AIM OF THE TASK: Where a line in the records below includes "eBGP", pull that line out.
○ ○ ○ ○
PR #2987, opened 2024-05-13
RT-7.11  : import_export_multi_test.go

cprabha:
I have replaced GetSetCommunity with GetOrCreateSetCommunity , other script will fail with panic error.
Also gnmi.update is needed  instead of gnmi.replace, since protocol is still pointing to routing policy.


NishaSadhasivam-work (approved):
LGTM!

PR #2989, opened 2024-05-14
RT-7.2 | Changes and adding deviation

arvbaska1:
Made below changes

- In cfgplugin bgp, the peergroup route-policy gets overwritten with latest iteration of the AFI, 
changed it to list of V4 & v6 AFI.
- Add default permit-all RPL alongwith new RPL config
- deviation for community-set regex with CLI.
- Verify BGP session after ATE start.


ram-mac:
@arvbaska1 -> have validated this PR and with these changes the testcase is now passing. 
Can you please fix the readme which requires just some template based changes and i can merge this PR.

ram-mac (commented):
@arvbaska1 -> have validated this PR and with these changes the testcase is now passing.
Can you please fix the readme which requires just some template based changes and i can merge this PR

ram-mac (commented):
There is one issue with the deviation inside the community_test.go file  if deviations.CommunityMemberRegexUnsupported(dut) && communitySetName == comunitySetNameRegex {
		communitySetCLIConfig := fmt.Sprintf("community-set %v\n ios-regex '10[0-9]:1'\n end-set", communitySetName)
		helpers.GnmiCLIConfig(t, dut, communitySetCLIConfig)

This CLI config is specific to cisco and will not fail for any other vendor. So the CLI push need to be be case specific like for example Ln 241 in feature/bgp/gracefulrestart/ate_tests/bgp_graceful_restart_test/bgp_graceful_restart_test.go

arvbaska1:
> There is one issue with the deviation inside the community_test.go file if deviations.CommunityMemberRegexUnsupported(dut) && communitySetName == comunitySetNameRegex { communitySetCLIConfig := fmt.Sprintf("community-set %v\n ios-regex '10[0-9]:1'\n end-set", communitySetName) helpers.GnmiCLIConfig(t, dut, communitySetCLIConfig)
> 
> This CLI config is specific to cisco and will not fail for any other vendor. So the CLI push need to be be case specific like for example Ln 241 in feature/bgp/gracefulrestart/ate_tests/bgp_graceful_restart_test/bgp_graceful_restart_test.go

Sure, i updated as per this

ram-mac (approved):

ram-mac (commented):
Hi,
Line number 117, 123 needs to be also under the deviations, otherwise the default policy is not applied and it does not work in case of other vendors.
Can we fix this part too?

-Ram

arvbaska1:
> Hi, Ln 100 to 106 where the permit-all statement is used has to go under the deviation. Ln. 108 pdAllow := rp.GetOrCreatePolicyDefinition(RPLPermitAll) st, err := pdAllow.AppendNewStatement("id-1") if err != nil { t.Fatal(err) } st.GetOrCreateActions().PolicyResult = oc.RoutingPolicy_PolicyResultType_ACCEPT_ROUTE gnmi.Replace(t, dut, gnmi.OC().RoutingPolicy().Config(), rp) -Ram

Okay , not sure it should be a deviation since based on implementation the gNMI replace is blocked if its already used/chained under BGP config .We would have to discuss what is expectation here and if it should be a deviation for us or other vendor.

PR #2998, opened 2024-05-17
RT-1.33 changes

arvbaska1:
Made below changes to the test

- Change AS# for Port2 DUT-ATE BGP sessions for routes to be advertised to that eBGP Peer , same AS wont work due to AS PATH loop prevention.
- Added soft reconfiguration inbound CLI with MissingPrePolicyReceivedRoutes deviation for pre-policy routes
- Increase timeouts in watch in validatePrefixCount to account for default sample interval with gnmi target-defined sub


self-maurya (approved):

AmrNJ (approved):
LGTM.

PR #3003, opened 2024-05-21
Rt 1.51 configs with proto files

fmolinar:
added changes and deviations for it to run on cisco 8000 series.


fmolinar:
this is addressed by https://github.com/openconfig/featureprofiles/pull/3006

PR #3006, opened 2024-05-22
adding deviations

ram-mac:
Added deviations and made below changes.
1. Cisco's implementation toggles allow-multiple-as at the global level, but enables multipath and max-paths at the global/afi/safi level.  Hence added deviation.
2. Cisco is not doing load balance with just one flow, so had to create multiple flows for load balance to work.


feature/bgp/multipath/otg_tests/bgp_multipath_ecmp_test/metadata.textproto
```diff
@@ -1,4 +1,4 @@
-# proto-file: github.com/openconfig/featureprofiles/proto/metadata.proto
+# proto-file: third_party/openconfig/featureprofiles/proto/metadata.proto
```
self-maurya, line 1: change this to `github.com` instead of `third_party`

self-maurya (changes requested):

self-maurya (approved):

PR #3008, opened 2024-05-23
[gNMI-1.14]: Check metadata2 after the 2nd large config set

yini101:
After gnmiClient set 2nd large configuration, the test should be calling checkMetadata2() instead of checkMetadata1().


LimeHat:
>After gnmiClient set 2nd large configuration, the test should be calling checkMetadata2() instead of checkMetadata1().

Can you elaborate on this?

This goroutine runs in parallel to the set request, and checks for metadata1 only until the setResponse is received. 

M2 is validated after the setresponse is received + 5s delay according to the readme:
https://github.com/openconfig/featureprofiles/blob/44b8b7e30191fc8ce66cd66b97328430ecce077f/feature/system/gnmi/metadata/tests/large_set_consistency_test/README.md?plain=1#L28-L31

What is the reason to expect metadata1 before the setRequest is acknowledged?

yini101:
Thanks @LimeHat, I agree that the check should be checking metadata1 before the set request is completed. Let me take another look of the test.

PR #3011, opened 2024-05-23
Create READMEs for RT-1.54: BGP Override AS-path split-horizon

ihebboubaker:
This change is to create a Readme for BGP Add Path send/receive disable, BGP Override AS-path split-horizon (allowas-in) and BGP session mode (active/passive)


feature/experimental/bgp/otg_tests/bgp_add_path_capabilities_disable_test/README.md
dplore, line 1: Hi, have you checked the currently in place addpath test?  See: 
https://github.com/openconfig/featureprofiles/tree/main/feature/bgp/addpath/otg_tests/route_propagation_test

Rather than duplicate the existing test, which includes automation, it would be better to review the existing test and propose updates (if any) that should be made.

feature/experimental/bgp/otg_tests/bgp_override_as_path_split_horizon_test/README.md
```diff
@@ -0,0 +1,64 @@
...
+## Topology
+
+DUT Port1 (AS 65501) ---eBGP --- ATE Port1 (AS 65502)
+
+## Procedure
+
+*  Establish BGP Session: Configure and establish an eBGP session between the DUT (Port1) and the ATE (Port1).
+*  Baseline Test (No "allow-own-in"):
+    *  Advertise a prefix from the ATE (e.g., 192.168.1.0/24) with an AS-path that includes AS 65501 (DUT's AS) in the middle (e.g., AS-path: 65502 65500 65501 65499).
+    *  Verify that the DUT rejects this route due to the presence of its own AS in the path.
```
dplore, line 16: Please propose a method for the validation.  The minimal validation from a feature perspective would be to have a 2 port topology where routes are propagated to a second ATE port, then verify the route is not propagated to the second ATE port.       

A second approach is to query the /afts table on the DUT, such as  [/network-instances/network-instance/afts/ipv4-unicast/ipv4-entry/state/prefix](https://openconfig.net/projects/models/schemadocs/yangdoc/openconfig-network-instance.html#network-instances-network-instance-afts-ipv4-unicast-ipv4-entry-state-prefix).  We have a lot of support for afts at the moment, so this may be ok.

Another validation approach is to query the DUT, but it will expand your feature requirement to include the BGP rib paths such as the below.  The downside is the DUT may support allow-as as needed, but a lack of the loc-rib state telemetry may cause the test to fail.  This is probably less preferred at the moment because I am not sure many DUT support these paths at the moment:

[network-instances/network-instance/protocols/protocol/bgp/rib/afi-safis/afi-safi/ipv4-unicast/loc-rib/routes/route/state/prefix](https://openconfig.net/projects/models/schemadocs/yangdoc/openconfig-network-instance.html#network-instances-network-instance-protocols-protocol-bgp-rib-afi-safis-afi-safi-ipv4-unicast-loc-rib-routes-route-state-prefix)

feature/experimental/bgp/otg_tests/bgp_session_mode_configuration_test/README.md
dplore, line 1: This test readme LGTM.

Although not strictly required, I recommend sending each readme in a separate PR.  It can be easier to track when tests are ready to be automated/competed.

ihebboubaker: I have created a separate PR for RT-1.55

feature/experimental/bgp/otg_tests/bgp_add_path_capabilities_disable_test/README.md
ihebboubaker: I have create a PR so we can have a PR for each test.
The new PR will update the existing file https://github.com/openconfig/featureprofiles/pull/3028

sugrimov (approved):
○ ○ ○ ○
ANSWER TO THIS TASK:
- Change AS# for Port2 DUT-ATE BGP sessions for routes to be advertised to that eBGP Peer , same AS wont work due to AS PATH loop prevention.
+DUT Port1 (AS 65501) ---eBGP --- ATE Port1 (AS 65502)
+*  Establish BGP Session: Configure and establish an eBGP session between the DUT (Port1) and the ATE (Port1).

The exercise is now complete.